--- Exercise aim ---
Each line below has to be output exactly, from first to last.

--- Exercise data ---

PR #2571, opened 2020-03-18
Add a copyPromotionLineItem method to CopyRegistrationService.php.

Pebblo:
This PR adds a method that does the heavy lifting for https://github.com/eventespresso/eea-attendee-mover/pull/15

This new method takes the 'old' and 'new' registration objects.

Pulls the total line item from the transaction and then uses that + the tickets from the registration objects to pull the event line items for each (this would need refactoring for additional promotion scopes) and then applies any promotions that applied to the old event line item, to the new one.

What I don't like about this is the reliance on the promotions add-on but not sure which way to prevent that.

---

## Checklist

* [ ] My code is tested.


core/domain/services/registration/CopyRegistrationService.php
```diff
@@ -174,4 +176,45 @@ public function copyPaymentDetails(
...
+     * @throws RuntimeException
+     * @throws UnexpectedEntityException
+     * @throws EE_Error
+     */
+    public function copyPromotionLineItems(
+        EE_Registration $target_registration,
+        EE_Registration $registration_to_copy
+    ) {
+        $transaction = $registration_to_copy->transaction();
+        if ($transaction instanceof \EE_Transaction) {
```
tn3rb: plz import all classes so that all dependencies are listed at the top of the file
so in other words, this will change to 

```suggestion
        if ($transaction instanceof EE_Transaction) {
```

and then you'll add:

```php
use EE_Transaction;
```

at the top with the other imports.

Then do this for all other classes still using the root namespace `\`

core/domain/services/registration/CopyRegistrationService.php
```diff
@@ -174,4 +176,45 @@ public function copyPaymentDetails(
...
+            $new_event_line_item = EEH_Line_Item::get_event_line_item_for_ticket($total_line_item, $target_registration->ticket());
+            $promo_line_items = EEH_Line_Item::get_line_items_of_object_type($old_event_line_item, \EEM_Line_Item::OBJ_TYPE_PROMOTION);
+
+            // Bail if we don't have any promotion line items.
+            if (empty($promo_line_items)) {
+                return;
+            }
+
+            // Don't increment 'usage' for copied promotions
+            add_filter('FHEE__EED_Promotions__add_promotion_line_item__bypass_increment_promotion_scope_uses', '__return_true');
```
tn3rb: 👍

core/domain/services/registration/CopyRegistrationService.php
```diff
@@ -174,4 +176,45 @@ public function copyPaymentDetails(
...
+    public function copyPromotionLineItems(
+        EE_Registration $target_registration,
+        EE_Registration $registration_to_copy
+    ) {
+        $transaction = $registration_to_copy->transaction();
+        if ($transaction instanceof \EE_Transaction) {
+            $total_line_item = $transaction->total_line_item();
+            $old_event_line_item = EEH_Line_Item::get_event_line_item_for_ticket($total_line_item, $registration_to_copy->ticket());
+            $new_event_line_item = EEH_Line_Item::get_event_line_item_for_ticket($total_line_item, $target_registration->ticket());
+            $promo_line_items = EEH_Line_Item::get_line_items_of_object_type($old_event_line_item, \EEM_Line_Item::OBJ_TYPE_PROMOTION);
```
tn3rb: do we need to cancel these too? or was that already done (i don't remember and don't have phpStorm open atm to look)

garthkoyle:
@Pebblo how should this be tested?

joaovictorangeline:
@Pebblo Just a reminder on how to test this one.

--- Result for this task ---
PR #2571, opened 2020-03-18
Add a copyPromotionLineItem method to CopyRegistrationService.php.

Pebblo:
This PR adds a method that does the heavy lifting for https://github.com/eventespresso/eea-attendee-mover/pull/15

This new method takes the 'old' and 'new' registration objects.

Pulls the total line item from the transaction and then uses that + the tickets from the registration objects to pull the event line items for each (this would need refactoring for additional promotion scopes) and then applies any promotions that applied to the old event line item, to the new one.

What I don't like about this is the reliance on the promotions add-on but not sure which way to prevent that.

---

## Checklist

* [ ] My code is tested.


core/domain/services/registration/CopyRegistrationService.php
```diff
@@ -174,4 +176,45 @@ public function copyPaymentDetails(
...
+     * @throws RuntimeException
+     * @throws UnexpectedEntityException
+     * @throws EE_Error
+     */
+    public function copyPromotionLineItems(
+        EE_Registration $target_registration,
+        EE_Registration $registration_to_copy
+    ) {
+        $transaction = $registration_to_copy->transaction();
+        if ($transaction instanceof \EE_Transaction) {
```
tn3rb: plz import all classes so that all dependencies are listed at the top of the file
so in other words, this will change to 

```suggestion
        if ($transaction instanceof EE_Transaction) {
```

and then you'll add:

```php
use EE_Transaction;
```

at the top with the other imports.

Then do this for all other classes still using the root namespace `\`

core/domain/services/registration/CopyRegistrationService.php
```diff
@@ -174,4 +176,45 @@ public function copyPaymentDetails(
...
+            $new_event_line_item = EEH_Line_Item::get_event_line_item_for_ticket($total_line_item, $target_registration->ticket());
+            $promo_line_items = EEH_Line_Item::get_line_items_of_object_type($old_event_line_item, \EEM_Line_Item::OBJ_TYPE_PROMOTION);
+
+            // Bail if we don't have any promotion line items.
+            if (empty($promo_line_items)) {
+                return;
+            }
+
+            // Don't increment 'usage' for copied promotions
+            add_filter('FHEE__EED_Promotions__add_promotion_line_item__bypass_increment_promotion_scope_uses', '__return_true');
```
tn3rb: 👍

core/domain/services/registration/CopyRegistrationService.php
```diff
@@ -174,4 +176,45 @@ public function copyPaymentDetails(
...
+    public function copyPromotionLineItems(
+        EE_Registration $target_registration,
+        EE_Registration $registration_to_copy
+    ) {
+        $transaction = $registration_to_copy->transaction();
+        if ($transaction instanceof \EE_Transaction) {
+            $total_line_item = $transaction->total_line_item();
+            $old_event_line_item = EEH_Line_Item::get_event_line_item_for_ticket($total_line_item, $registration_to_copy->ticket());
+            $new_event_line_item = EEH_Line_Item::get_event_line_item_for_ticket($total_line_item, $target_registration->ticket());
+            $promo_line_items = EEH_Line_Item::get_line_items_of_object_type($old_event_line_item, \EEM_Line_Item::OBJ_TYPE_PROMOTION);
```
tn3rb: do we need to cancel these too? or was that already done (i don't remember and don't have phpStorm open atm to look)

garthkoyle:
@Pebblo how should this be tested?

joaovictorangeline:
@Pebblo Just a reminder on how to test this one.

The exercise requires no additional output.